Tobramycin

Aminoglycosides, many of which are derived directly from Streptomyces spp., are concentration-dependent bactericidal antibiotics with a broad spectrum of activity against Gram-positive and Gram-negative organisms. Inhaled tobramycin is notable for its use in treating chronic Pseudomonas aeruginosa infections in cystic fibrosis patients, as P. aeruginosa is notoriously inherently resistant to many antibiotics. However, tobramycin can also be administered intravenously and topically to treat a variety of infections caused by susceptible bacteria. Its use is limited in some cases by characteristic toxicities such as nephrotoxicity and ototoxicity, yet it remains a valuable option in the face of growing resistance to front-line antibiotics such as β-lactams and cephalosporins.

Tobramycin was approved by the FDA in 1975 and is currently available in a variety of forms for administration by inhalation, injection, and external application to the eye (ophthalmic).

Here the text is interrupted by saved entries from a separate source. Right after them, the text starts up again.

Issue #6011, opened 2024-08-29
Can't Untap effects needs to be rewritten


Hanmac:
Can't Untap effects needs to be rewritten, some could be Statics, some could be SpellAbilityEffects.

Different Cases:

- [ ] Keyword `CARDNAME doesn't untap during your untap step.` → Static Ability using "CantUntap(Phase)", don't need for `Continuous` ?
   - [ ] Also use it for effects like "doesn't untap during its controller's untap step for as long as EFFECTSOURCE remains on the battlefield."
  - [ ] Some Effects target a Player: `Creatures target player controls don't untap during that player's next untap step.`
  - [ ] Some Effects target a Player and be affected cards: `Tap all creatures target player controls. Those creatures don't untap during that player's next untap step.` the Tricky part is "**that player**"
  - [ ] Drawback of Spells and Activated Effects that say: `doesn't untap during your next untap step` need to remember You as affected player.
- [ ] Hidden Keyword `This card doesn't untap during your next untap step.` → CantUntapTurnEffect using N for counting down on the Card. This is only when it means Controller

Better issue for #984

See also:

- `You may choose not to untap CARDNAME during your untap step.` should be a static?
- Also `untaps during each <Player> untap step` which should be affected by some of the stuff above
  - `CARDNAME untaps during each other player's untap step`
  - `CARDNAME untaps during each opponent's untap step.`

Old Branch that is getting recycled: https://github.com/Card-Forge/forge/tree/untapRework

i probably try to do this in smaller sections

Hanmac:
@tool4ever what do you think? Should these be Static or CantHappen Replacement Effects?

tool4ever:
I don't like that "Can't" wording isn't used which might imply Untap via Effect or Cost would still work?
But maybe I'm overthinking it...

Hanmac:
Now that stun counters also use Replacement Effects for Untap, 
I might try to update some of the effects into a CantHappen Replacement

@tool4ever can you look if `untaps during each <Player> untap step` can be a static trigger?

Hanmac:
@tool4ever now only the "next untap step" are missing

tool4ever:
After #7392 some AI logic might need to be moved

PR #7162, opened 2025-03-15
Cant untap first step

Hanmac:
part of #6011 

This is the first batch of creatures and other cards that does have intrinsic `K:CARDNAME doesn't untap during your untap step.`

i might extend this MR to static abilities adding it.
But for this, i need to update the ReplacmentEffect for `its controllers untap step`

### DIFF
--- a/forge-game/src/main/java/forge/game/phase/Untap.java
+++ b/forge-game/src/main/java/forge/game/phase/Untap.java
@@ -168,9 +168,6 @@ public class Untap extends Phase {
 
         cardsWithKW.addAll(cardsWithKW2);
         for (final Card cardWithKW : cardsWithKW) {
-            if (!cardWithKW.canUntap(player)) {
-                continue;
-            }
             if (cardWithKW.untap(player)) {
                 untapMap.computeIfAbsent(cardWithKW.getController(),
                         i -> new CardCollection()).add(cardWithKW);
--- a/forge-game/src/main/java/forge/game/phase/Untap.java
+++ b/forge-game/src/main/java/forge/game/phase/Untap.java
@@ -98,7 +98,7 @@ public class Untap extends Phase {
         //exerted need current player turn
         final Player playerTurn = c.getGame().getPhaseHandler().getPlayerTurn();
 
-        return !c.isExertedBy(playerTurn);
+        return c.canUntap(playerTurn);
     }
 
     public static final Predicate<Card> CANUNTAP = Untap::canUntap;
@@ -152,7 +152,7 @@ public class Untap extends Phase {
         });
 
         for (final Card c : list) {
-            if (optionalUntap(c)) {
+            if (optionalUntap(c, player)) {
                 untapMap.computeIfAbsent(player, i -> new CardCollection()).add(c);
             }
         }
@@ -168,10 +168,10 @@ public class Untap extends Phase {
 
         cardsWithKW.addAll(cardsWithKW2);
         for (final Card cardWithKW : cardsWithKW) {
-            if (cardWithKW.isExertedBy(player)) {
+            if (!cardWithKW.canUntap(player)) {
                 continue;
             }
-            if (cardWithKW.untap(true)) {
+            if (cardWithKW.untap(player)) {
                 untapMap.computeIfAbsent(cardWithKW.getController(),
                         i -> new CardCollection()).add(cardWithKW);
             }
@@ -203,7 +203,7 @@ public class Untap extends Phase {
             }
         }
         for (Card c : restrictUntapped) {
-            if (optionalUntap(c)) {
+            if (optionalUntap(c, player)) {
                 untapMap.computeIfAbsent(player, i -> new CardCollection()).add(c);
             }
         }
@@ -228,7 +228,7 @@ public class Untap extends Phase {
         game.getTriggerHandler().runTrigger(TriggerType.UntapAll, runParams, false);
     }
 
-    private static boolean optionalUntap(final Card c) {
+    private static boolean optionalUntap(final Card c, Player phase) {
         boolean untap = true;
 
         if (c.hasKeyword("You may choose not to untap CARDNAME during your untap step.") && c.isTapped()) {
@@ -247,7 +247,7 @@ public class Untap extends Phase {
             untap = c.getController().getController().chooseBinary(new SpellAbility.EmptySa(c, c.getController()), prompt.toString(), BinaryChoiceType.UntapOrLeaveTapped, defaultChoice);
         }
         if (untap) {
-            if (!c.untap(true)) untap = false;
+            if (!c.untap(phase)) untap = false;
         }
         return untap;
     }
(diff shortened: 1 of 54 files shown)


forge-gui/res/cardsfolder/b/bewitching_leechcraft.txt
Fulgur14, line 1: "When this Aura" enters

forge-gui/res/cardsfolder/d/deep_slumber_titan.txt
```diff
@@ -2,10 +2,10 @@ Name:Deep-Slumber Titan
...
+R:Event$ Moved | ValidCard$ Card.Self | Destination$ Battlefield | ReplacementResult$ Updated | ReplaceWith$ ETBTapped | Description$ This creature enters tapped.
 SVar:ETBTapped:DB$ Tap | Defined$ Self | ETB$ True
-K:CARDNAME doesn't untap during your untap step.
-T:Mode$ DamageDoneOnce | ValidTarget$ Card.Self | Execute$ TrigUntap | TriggerDescription$ Whenever CARDNAME is dealt damage, untap it.
+R:Event$ Untap | ValidCard$ Card.Self | UntapStep$ You | Layer$ CantHappen | Description$ This creature doesn't untap during your untap step.
+T:Mode$ DamageDoneOnce | ValidTarget$ Card.Self | Execute$ TrigUntap | TriggerDescription$ Whenever this creature is dealt damage, untap it.
 SVar:TrigUntap:DB$ Untap | Defined$ Self
 AI:RemoveDeck:Random
-Oracle:Deep-Slumber Titan enters tapped.\nDeep-Slumber Titan doesn't untap during your untap step.\nWhenever Deep-Slumber Titan is dealt damage, untap it.
+Oracle:This creature enters tapped.\nDeep-Slumber Titan doesn't untap during your untap step.\nWhenever this creature is dealt damage, untap it.
```
Fulgur14, line 11: Second ability should be "This creature" as well.

forge-gui/res/cardsfolder/j/jokulmorder.txt
```diff
@@ -3,12 +3,12 @@ ManaCost:4 U U U
...
-T:Mode$ ChangesZone | Origin$ Any | Destination$ Battlefield | ValidCard$ Card.Self | Execute$ TrigSacUnless | TriggerDescription$ When CARDNAME enters, sacrifice it unless you sacrifice five lands.
+T:Mode$ ChangesZone | Origin$ Any | Destination$ Battlefield | ValidCard$ Card.Self | Execute$ TrigSacUnless | TriggerDescription$ When this creature enters, sacrifice it unless you sacrifice five lands.
 SVar:TrigSacUnless:DB$ Sacrifice | UnlessCost$ Sac<5/Land> | UnlessPayer$ You
-K:CARDNAME doesn't untap during your untap step.
-T:Mode$ LandPlayed | ValidCard$ Island.YouCtrl | Execute$ TrigUntap | TriggerZones$ Battlefield | OptionalDecider$ You | TriggerDescription$ Whenever you play an Island, you may untap CARDNAME.
+R:Event$ Untap | ValidCard$ Card.Self | UntapStep$ You | Layer$ CantHappen | Description$ This creature doesn't untap during your untap step.
+T:Mode$ LandPlayed | ValidCard$ Island.YouCtrl | Execute$ TrigUntap | TriggerZones$ Battlefield | OptionalDecider$ You | TriggerDescription$ Whenever you play an Island, you may untap this creature.
 SVar:TrigUntap:DB$ Untap | Defined$ Self
 SVar:NeedsToPlayVar:Y GE5
 SVar:Y:Count$Valid Land.YouCtrl
```
Fulgur14, line 14: This creature

forge-gui/res/cardsfolder/f/freyalises_winds.txt
```diff
@@ -3,7 +3,7 @@ ManaCost:2 G G
 Types:Enchantment
 T:Mode$ Taps | TriggerZones$ Battlefield | Execute$ TrigPutCounter | TriggerDescription$ Whenever a permanent becomes tapped, put a wind counter on it.
 SVar:TrigPutCounter:DB$ PutCounter | Defined$ TriggeredCardLKICopy | CounterType$ WIND | CounterNum$ 1
-R:Event$ Untap | ActiveZones$ Battlefield | ValidCard$ Permanent.counters_GE1_WIND | ReplaceWith$ RepRemoveCounter | UntapStep$ True | Description$ If a permanent with a wind counter on it would untap during its controller's untap step, remove all wind counters from it instead.
+R:Event$ Untap | ActiveZones$ Battlefield | ValidCard$ Permanent.counters_GE1_WIND | ReplaceWith$ RepRemoveCounter | UntapStep$ Player | Description$ If a permanent with a wind counter on it would untap during its controller's untap step, remove all wind counters from it instead.
```
tool4ever, line 6: this logic seems wrong because you're now only checking that it's any untap step (instead of controller)

tool4ever: could add `+ActivePlayerCtrl`?

forge-game/src/main/java/forge/game/phase/Untap.java
```diff
@@ -168,10 +168,10 @@ private void doUntap() {
 
         cardsWithKW.addAll(cardsWithKW2);
         for (final Card cardWithKW : cardsWithKW) {
-            if (cardWithKW.isExertedBy(player)) {
+            if (!cardWithKW.canUntap(player)) {
```
tool4ever, line 171: this line is redundant now because untap call below would just return false anyway

forge-gui/res/cardsfolder/f/freyalises_winds.txt
tool4ever, line 6: and perhaps instead of UntapStep just use `ActivePhases$ Untap`

Hanmac: This probably would collide with `Bewitching Leechcraft` one?

The ReplacementEffect that does still untap for a cost?

tool4ever: hmn good point, the result would change (though I'm not sure which one the rules might actually consider valid)

tool4ever:
We need to think about how checks in `isUselessCreature` + `CreatureEvaluator` could be updated for AI

forge-gui/res/cardsfolder/f/freyalises_winds.txt
Hanmac: my gut is telling me, it should be affected by it

Hanmac: i added ActivePlayerCtrl

tool4ever (approved):
good first step imo
maybe I have time for AI later

Hanmac:
@tool4ever should we add the other ones with this MR too?
the other does add it via static? "Enchanted doesn't untap"?

tool4ever:
I wouldn't mind a follow-up either so I can try to spin off some parts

Inhaled tobramycin is indicated for the management of cystic fibrosis patients with Pseudomonas aeruginosa, but is not recommended in patients under six years of age, those with forced expiratory volume in 1 second (FEV) <25 or >80% predicted, or in those with Burkholderia cepacia.

Tobramycin applied topically to the eyes is indicated for the treatment of external eye (and adjoining structure) infections by susceptible bacteria.

Tobramycin injection is indicated in adult and pediatric patients for the treatment of serious bacterial infections, including septicemia (caused by P. aeruginosa, Escherichia coli, and Klebsiella spp.), lower respiratory tract infections (caused by P. aeruginosa, Klebsiella spp., Enterobacter spp., Serratia spp., E. coli, and Staphylococcus aureus, both penicillinase and non-penicillinase-producing strains), serious central-nervous-system infections (meningitis, caused by susceptible organisms), intra-abdominal infections including peritonitis (caused by E. coli, Klebsiella spp., and Enterobacter spp.), skin, bone, and skin structure infections (caused by P. aeruginosa, Proteus spp., E. coli, Klebsiella spp., Enterobacter spp., Serratia spp. and S. aureus), and complicated and recurrent urinary tract infections (caused by P. aeruginosa, Proteus spp., E. coli, Klebsiella spp., Enterobacter spp., Serratia spp., S. aureus, Providencia spp., and Citrobacter spp.). Aminoglycosides, including tobramycin, should generally not be used in uncomplicated urinary tract infections or staphylococcal infections unless less toxic antibiotics cannot be used and the bacteria in question are known to be sensitive to aminoglycosides.

As with all antibiotics, tobramycin use should be limited to cases where bacterial infections are known or strongly suspected to be caused by sensitive organisms, and the possible emergence of resistance should be monitored closely.